Unite the union, ICEM’s largest British affiliate, will take 48-hour strike action next week, 27-28 April, at Ineos Group Holdings’ Grangemouth petrochemicals complex near Falkirk, Scotland.

The action will come due to company intentions to close the final pension scheme to new workers, and planned imposition of other adverse work terms. The polyolefins and oil derivatives plants at Grangemouth employ 1,200 workers, the vast majority of them Unite members.

In late March, workers balloted for strike action. That vote passed with a 98% affirmative for industrial action.

Unite is hopeful negotiations will resume this week, but will only return to the bargaining table if the company signals it’s intent to move away from shutting the pension scheme to new hires and removing the proposed and negative work terms. In talks last Friday, 18 April, Ineos refused to budge from its proposals, causing United to issue the strike notice.

“The company is profitable, and the pension scheme in its present form is well funded and affordable,” said United National Secretary Phil McNulty, who also is an ICEM Vice President. “The changes to the scheme Ineos are proposing are unreasonable, unnecessary, and have forced our members at Grangemouth to take industrial action for the first time,” he added.

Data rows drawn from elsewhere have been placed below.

Issue #1009, opened 2020-01-31
Support site versioning


ang-zeyu:
**Is your request related to a problem?**

Site versioning is key for documentation use, and education websites may want to keep past versions for archival purposes as well.

**Describe the solution you'd like**

As discussed, we can support some form of `markbind archive <version name>` command that builds and archives the site in a say, '/archive' directory. 

The links in here would then be accessed with `${baseUrl}/archive/<version name>/<old link>`.

To add, perhaps to link it easily to the front end we can automatically insert a navigation dropdown `versions` in the sitenav ( or navbar ) through an option in `site.json`.

damithc:
Along the same vein, it's nice if we can support PR previews in `${baseUrl}/pulls/<PR number>/<old link>`
On a related note, if we can do all this using GitHub actions + gh-pages, we can shed our dependency on Travis and Netlify at the same time.

ang-zeyu:
A more comprehensive list of requirements for anyone interested:
- [ ] readers should be able to navigate to newer version from older versions - hence a single source of truth for versions is needed for _all versions_. (e.g. a `versions.json` output metadata file at the output (`_site`) and source folder root)
- [ ] the data file structure / design used to store versioning information should be extensible, so we can add more versioning information in the future as needed without breaking past versions
- [ ] a simple frontend versioning component should be provided, that allows readers to navigate to any version from any version (can be done separately)
- [ ] a `markbind archive "version name"` command
- [ ] re-executing this command should replace the version with a newly built one (see note on baseUrl below), so users can change the baseUrl
- [ ] a `markbind "delete-archive" "version name"` command (can be done separately)

Additional notes:
- The baseUrl may change across versions, if so, this would break the ability for past versions to navigate to newer versions since the single metadata file location would have changed

tlylt:
Saw a somewhat related project that might give some ideas/inspirations:
[mike,- Manage multiple versions of your MkDocs-powered documentation via Git](https://github.com/jimporter/mike)
- The `gh-pages` branch looks like [this](https://github.com/jimporter/bfg9000/tree/gh-pages)

kaixin-hc:
I'll be taking a crack at this issue in the coming weeks! 

Initial thoughts:

* We could implement this by having the archive command move all the files used to generate the current site into `archive/<version_name>`
    * All the files in `archive` can use a special layout file, which changes maybe the top level theming to make it clear which version it is. There also ought to be a way to change back to the latest version or change to other versions
[...]

Issue #1307, opened 2020-08-02
Flesh out the requirements of subsites


ang-zeyu:
Subsites work under the philosophy of - "you can create separate sites, then include and use one in another, but the included site should behave as if it was never included" (correct me if i'm wrong)

Currently however, only the following behaviours comply:
- [x] `{{baseUrl}}` resolves to subsites' root directories
- [x] nunjucks paths resolve **from** subsites' root directories for subsites' pages (#1263)
- [x] deploy config of subsites is correctly ignored

All other things here don't comply (based on some white box inferencing) (except baseUrl which shouldn't comply): https://markbind.org/userGuide/siteJsonFile.html
- [ ] subsites incorrectly share faviconpath
- [ ] subsites incorrectly share titlePrefix
- [ ] subsites incorrectly share layouts with the root site
- [ ] subsites incorrectly share theme configuration with the root site
- [ ] subsites incorrectly share page configuration with the root site
- [ ] subsites incorrectly share globalOverride
- [ ] subsites incorrectly share externalScripts
- [ ] subsites incorrectly share ignore config
- [ ] subsites incorrectly share plugins and plugin configuration
- [ ] subsites incorrectly share headingLevelIndexing

**share** - meaning subsites' pages should not be able to access the root site's properties / layouts / etc., only it's own. (it should be built as if it was built standalone)

All of this should be able to be easily achieved by creating a `Project` abstraction of sorts, which holds multiple `Site`s, although some refactors might have to be made before that.

damithc:
> **share** - meaning subsites' pages should not be able to access the root site's properties / layouts / etc., only it's own. (it should be built as if it was built standalone)

Keep in mind that the outer site should be able to override things in the sub-site (without modifying it) as that is one of the desired conditions for better reuse. That way, the sub-site can be adapted and integrated into the outer site better.

ang-zeyu:
> Keep in mind that the outer site should be able to override things in the sub-site (without modifying it) as that is one of the desired conditions for better reuse. That way, the sub-site can be adapted and integrated into the outer site better.

Hmm in that case, isn't the above behaviours actually desired? (**share** also meaning the root site overrides the sub site's configurations)

ang-zeyu:
I was thinking along the lines of:

```
root site - uses theme A
  sub site of a book - uses theme B suited for a book
```

when you build the root site, all pages in the sub site would use theme B, otherwise theme A.

There might be some usage benefits in keeping subsites independent like such.

[...]

Issue #267, opened 2018-06-18
Live preview does not use baseUrl for serving pages


yamgent:
In Jekyll, when using the live preview, the `baseurl` is taken into consideration and used as part of its serving URL. For example, if the `baseurl` is `/myblog`, then the live preview's server URL will be:

```
http://127.0.0.1:8080/myblog/
```

However, for MarkBind, we do not take `baseUrl` into consideration, so we serve everything in:

```
http://127.0.0.1:8080/
```

This makes it more difficult to determine whether the URLs inside the page's source are actually generated correctly, until you deploy to the actual server and find out that things are broken.

acjh:
If I recall correctly, the `baseUrl` works but the landing page that is initially opened is the root.

PR #1870, opened 2022-04-02
[Request for comments]: Site Versioning

kaixin-hc:
MVP for #1009 
- [ ] Documentation update
- [ ] Bug fix
- [ ] Code maintenance
- [ ] Others, please explain:

**Overview of changes:**

* Add a command to archive a version under a given name. Archived versions are stored in HTML format, in a folder with the version name, which is inside the version folder(default name for the version folder is "version"). All links in the versioned site will link to other pages in the versioned site.

> To summarize the current solution, what it does is build the website and place it into a folder within the repository for it to be versioned (default location is version/, but you can customise this). When the site is built, by default the build action copies the versioned site over into _site, and it is deployed. If the user decides to store versions in different folders, then the URL to the version will simply be different.

_TODO:_
- [X] Amend the way that links have their baseUrl changed such that it works even if baseUrl != ''
- [X] Need to test for performance. (only a small difference: on MarkBind its 1/4th of a second, from ~ 4.75s to 5s.
- [x] Multiple versions -- saving a subsequent version should not keep the version folders
- [x] Clean up code
- [x] Add documentation
- [x] Add tests (?) How to test.

_Benefits of the solution proposed in this PR_
* Simple & customisable
* Since .html and asset files are kept, past changes in markbind version, assets used, etc will be no issue --> each version contains everything it needs to deploy as a site
* (Relatively) performant. I don't have proof of this yet, but I believe copying the files of html folders/asset folders should be a relatively small cost, as compared to generating from markbind files.

_Potential Drawbacks_
* The user does need to remember which folder they store their versions in, since they can change the name of the folder, etc.
* Additional manual(?) cost in implementing frontend components and creating backups of their versions in branches/repositories if they happen to use git (could be mitigated by future PRs targetting this)

_Thoughts_
* Is the site.json file copied over in the versioned files still being used? ETA: with further investigation, site.json is not copied over, a siteData.json is being created instead.

_CAVEATS:_
* If the baseURL is changed, the baseURL of the versioned site does not change. 

**Testing instructions:**

- `markbind archive <versionName> [versionFolderName]` --> builds and saves the site in a given version and folder name.
- `markbind archive <versionName>` builds and saves the site with a given version name in a folder called version

Access the site by manually appending `<versionFolderName>/<version name>` after the baseURL in the deployed site.

Implement a basic versioning CLI command

Site versioning is key for documentation use, and education websites 
may want to keep past versions for archival purposes as well.

Let's implement a markbind-cli command, markbind archive, to allow
users to easily version their website. When markbind build/serve is run,
all links within the versioned site will point to their versioned equivalent.

---

**Checklist: ☑️**

- [ ] No unrelated changes 

---

**Stretch goals/future improvements**

- [ ] Additional CLI commands to support renaming, moving versions, and deleting versions, so that users do not ever need to modify `versions.json` manually.
- [ ] Support live preview updating when the versions property of site.json is changed.
- [ ] Editing of previous versions. My preferred solution is _saving versions in separate branches_, holding all files, except previously archived versions. Update the deployed files by navigating to a separate branch (and take advantage of git; like say if you fix a bug which affects all versions, you can cherrypick the commit over to the versioned branch). This will also support reverting to previous versions (working and deploying off of the versioned branch...?). caveat: this is **dependent on git.**
    -  _Further support updating gh-pages from a versioned branch to update past versions._ I think this should be possible, as the [ghpages extension](https://github.com/tschaub/gh-pages) supports an "add" which would not remove existing files. We could remove the existing "version" directory and import the files from the branch back into main/the current branch, from which you can deploy as normal.
    - Believe this solution can account for MarkBind versions changing over time, as the master only holds the HTML files of each versioned site. Might require building and deploying to be done using NPM to ensure appropriate version control

- [ ] Front end component to easily navigate between versioned branches? Personally leaning towards a bannet, like in the 3281 site(note: banner component does not exist), but a component in the footer with a default message that you can change (like the "generated by markbind" message) might be sufficiently versatile to work as a default implementation. We could also have an auto-generated dropdown component which users can place in their navbar as desired. Key difficulty: making it versatile and customisable for all types of sites while also working "out of the box", since websites don't need to follow any set format, this may be difficult.


jonahtanjz:
Just some initial thoughts.

> Is the site.json file copied over in the versioned files still being used?

Can the user edit the archived site? From what I can see now, it only stores the built site (the `.html` files) so I am assuming once a site is archived, the user can't edit the site anymore? If that is the case, then I don't think the `site.json` needs to be copied over.

> If the baseURL is changed, the baseURL of the versioned site does not change.

Will this cause any issues? If the versioned sites are contained within the main site, then I suspect this would cause some issues with the links within the versioned sites.

> Archived versions are stored in HTML format, in a folder with the version name, which is inside the version folder(default name for the version folder is "version").

What happens when the user decides to store versions in different folders? We will need to keep track of where each versioned site is located. Maybe within the main `site.json` file? This will also help with the implementation of the frontend component to navigate between the versioned sites.

kaixin-hc:
Thanks for the review @jonahtanjz ! (also, theres been a lot of discussion in the issue #1009, but I'm not sure if I should reply mainly here or there) Some replies:

> Will this cause any issues? If the versioned sites are contained within the main site, then I suspect this would cause some issues with the links within the versioned sites.

It does cause issues in terms of deployment - if the baseUrl of the current website changes (for example, it being moved to a repository with a different name and deployed with github pages), the links in the previous website do not change accordingly. I can't see any clean workaround besides navigating back to a past commit of that version or the person keeping another copy of that version, and having the person rebuild the files. Otherwise you'd need to parse the HTML intelligently to figure out which URLs to change the baseUrl of(intra-links), and which to keep static(external links), which is not trivial. However, the changing of the baseUrl is also not a frequently expected use-case.

> We will need to keep track of where each versioned site is located.

I think we can track which folders are "version folders" in site.json - it will be necessary in order to ignore certain existing files when creating a new version. This can be done in two ways as @ang-zeyu suggested, a dedicated `versions.json` file like in docusaurus (simpler) or tracking the source and baseUrls for each version, if we need to change it in the future (developing it to allow versioned sites to point to other repos, etc -- cross origined versioning).

> What happens when the user decides to store versions in different folders? 

To summarize the current solution, what it does is build the website and place it into a folder within the repository for it to be versioned (default location is version/<versionName>, but you can customise this). When the site is built, by default the build action copies the versioned site over into `_site`, and it is deployed. If the user decides to store versions in different folders, then the URL to the version will simply be different.

From my discussion with @damithc today, the following features are features to discuss in future commits

* Front end UI component pointing to the version --> he prefers to leave it off for now, and leave it up to users to customize
* Using git branches to store previous versions (my proposal in the PR description to "Saving versions in separate branches"). To avoid a reliance on git (as users might not be using git to version control or deploy), this is not desirable as a built in feature and may be considered as an addon
    * Because of this, in response to your question "_Can we edit the versioned site_", the answer is not conveniently/through MarkBind. It is of course possible to edit the past versions manually (navigate to desired commit, re-archive the site under the desired version name, moving the created folder to replace the past copy of the past version files). But I also realised that site.json isn't kept, exactly; it's transformed into siteData.json, which is used to generate the titles and index the pages for search, for example. So I think all those files need to be created.

**Benefits of the solution proposed in this PR**

* Simple & customisable
* Since .html and asset files are kept, past changes in markbind version, assets used, etc will be no issue --> each version contains everything it needs to deploy as a site
* (Relatively) performant. I don't have proof of this yet, but I believe copying the files of html folders/asset folders should be a relatively small cost, as compared to generating from markbind files.

**Potential Drawbacks**
* The user does need to remember which folder they store their versions in, since they can change the name of the folder, etc.
* Additional manual(?) cost in implementing frontend components and creating backups of their versions in branches/repositories if they happen to use git (could be mitigated by future PRs targetting this)

kaixin-hc:
@ang-zeyu @ryoarmanda, while I still need to write tests, the basic implementation is done - would appreciate a review if you have time so that I can check I'm on the right track!

packages/core/src/Site/index.js
```diff
@@ -1467,6 +1482,84 @@ class Site {
...
+    archiveFolders.forEach((folder) => {
+      const filePath = `/${folder.output}/**`;
+      this.siteConfig.ignore.push(filePath);
+    });
+
+    // Used to get accurate intralinks within the archived site:
+    const archivedBaseUrl = this.siteConfig.baseUrl === ''
+      ? `/${versionPath}`
+      : `${this.siteConfig.baseUrl}/${versionPath}`;
+    this.siteConfig.baseUrl = archivedBaseUrl;
```
ang-zeyu, line 1508: Mostly looks like on the right track, I think the biggest missing thing may be:

> copy over the generated version of the website into a sub folder under the _sites folder for subsequent deployment

I realised with this note, perhaps we could also store the `baseUrl` used to archive the version (if we ever want to support changing baseurls) inside `versions.json`, as differing baseUrls shouldn't be copied over to `_site`.

docs/userGuide/cliCommands.md
```diff
@@ -167,6 +167,48 @@ The caveat is that not building all pages during the initial process, or not reb
 
 <hr><!-- ========================================================================== -->
 
+### `archive` Command
```
tlylt, line 170: Will need to include this command into the summary as well (~line 24)

docs/userGuide/cliCommands.md
```diff
@@ -167,6 +167,48 @@ The caveat is that not building all pages during the initial process, or not reb
...
+<div id="archiveWarning">
+<box type="warning">
+
+Warning: If the folder at `<archivePath>/<versionName>` already exists, the contents will be overwritten and your previous files may be lost. Only do so if you need to replace all the archived files with the current site files.
+</box>
+</div>
+
+* `[versionName]`<br>
+  The name of the version, and the folder which the generated HTML files and assets will be stored in.<br>
+  {{ icon_example }} `version_1`
```
tlylt, line 190: Perhaps can mention that version numbers can follow [semver](https://semver.org/), and give a more realistic version example, e.g. `v.1.1.1` or `v1`

docs/userGuide/cliCommands.md
```diff
@@ -167,6 +167,48 @@ The caveat is that not building all pages during the initial process, or not reb
...
+
+**Options** :fas-cogs:
+
+* `-s <file>`, `--site-config <file>`<br>
+  Specify the site config file (default: `site.json`)<br>
+  {{ icon_example }} `-s otherSite.json`
+
+**{{ icon_examples }}**
+* `markbind archive v1` - Stores the site in the directory `version/v1` (from the root)
+* `markbind archive version_1 custom_archive_path` - Stores the site in the directory `custom_archive_path/version_1` (from the root)
```
tlylt, line 206: Perhaps can use `./version/v1` instead of saying "(from the root)"

docs/userGuide/cliCommands.md
```diff
@@ -167,6 +167,48 @@ The caveat is that not building all pages during the initial process, or not reb
...
 
+### `archive` Command
+<br>
+
+**Format:** `markbind archive [options] [versionName] [archivePath]`
+
+**Alias:** `markbind ar`
+
+**Description:** Archives a version of the current site, which will not be affected by future changes to the site
+
```
tlylt, line 178: Perhaps can mention that a `version.json` will be created as well. Or, given the number of steps involved, perhaps can follow how the `serve` command is [described](https://markbind.org/userGuide/cliCommands.html#serve-command)

docs/userGuide/versioning.md
```diff
@@ -0,0 +1,32 @@
...
+<div class="lead" id="overview">
+
+Site versioning is key for documentation use, and websites may want to keep past versions for archival purposes. MarkBind can help you easily archive your site.
+</div>
+
+## Archiving with a CLI command
+
+Markbind allows you to easily save a version of the site you've built to be hosted at the same site with a modified URL with a single CLI command. All intralinks within the archived site will point to the respective archived pages. By default, the archive folder is called `version`, but you may specify your own directory.
+
+For example, if your site's base url relative to your domain is 'my_site', and you archive a version named 'v1' in the default archive folder, then by navigating to the url `<domain>/my_site/version/v1/<someFile>` you would have accessed the archived version of someFile.
```
tlylt, line 25:
```suggestion
For example, if your site's base URL relative to your domain is `my_site`, and you archive a version named `v1` in the default archive folder, then by navigating to the URL `<domain>/my_site/version/v1/<someFile>` you would have accessed the archived version of `someFile`.
```

docs/userGuide/versioning.md
```diff
@@ -0,0 +1,32 @@
...
+# {{ title }}
+
+<div class="lead" id="overview">
+
+Site versioning is key for documentation use, and websites may want to keep past versions for archival purposes. MarkBind can help you easily archive your site.
+</div>
+
+## Archiving with a CLI command
+
+Markbind allows you to easily save a version of the site you've built to be hosted at the same site with a modified URL with a single CLI command. All intralinks within the archived site will point to the respective archived pages. By default, the archive folder is called `version`, but you may specify your own directory.
```
tlylt, line 23: Would be great if intralink is added to navigate users to the cli command (and specify which command)

docs/userGuide/versioning.md
```diff
@@ -0,0 +1,32 @@
...
+
+For example, if your site's base url relative to your domain is 'my_site', and you archive a version named 'v1' in the default archive folder, then by navigating to the url `<domain>/my_site/version/v1/<someFile>` you would have accessed the archived version of someFile.
+
+A `versions.json` file will be created to track the archived sites you have made, and to exclude the archived sites from being re-archived the next time you make a new version. Modify it with caution, as it may result in unnecessary files being included or necessary files being excluded.
```
tlylt, line 27: Would be great if an example of the content of versions.json is included here

packages/cli/index.js
```diff
@@ -318,16 +318,38 @@ program
...
+      .catch(handleError);
+  });
+
 program
   .command('deploy')
   .alias('d')
   .description('deploy the site to the repo\'s Github pages')
   .option('-c, --ci [githubTokenName]', 'deploy the site in CI Environment [GITHUB_TOKEN]')
   .option('-s, --site-config <file>', 'specify the site config file (default: site.json)')
+  .option('-v, --versions <versionFolder>', 'specify the path where versions are stored')
```
tlylt, line 347: I suppose this is not documented yet? Not sure if it is ready for testing.

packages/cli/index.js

Ineos is seeking to withdraw £40 million from the pension fund, and Unite said other changes at the 200,000-barrels-per-day refinery could cost workers up to £10,000 annually. Grangemouth manufactures petrochemicals for uses in all manners of transport fuels and other uses.

Since the strike notice was issues three days ago, the company has begun shutdown procedures at the complex near Glasgow. The shutdown, 48-hour strike, and subsequent start-up are expected to crimp fuel supplies across Scotland, England, and Northern Ireland. Ineos operates the petrochemicals complex with only a week’s supply of refined fuels as reserves.

Ineos was created in 1998 through a management buyout. In December 2005, the UK-based company purchased Grangemouth from BP’s Innovene chemicals division. The US$9 billion deal also brought the company petrochemicals plants in Lavéra, France, as well as seven chemical manufacturing operations in Europe and nine in North America.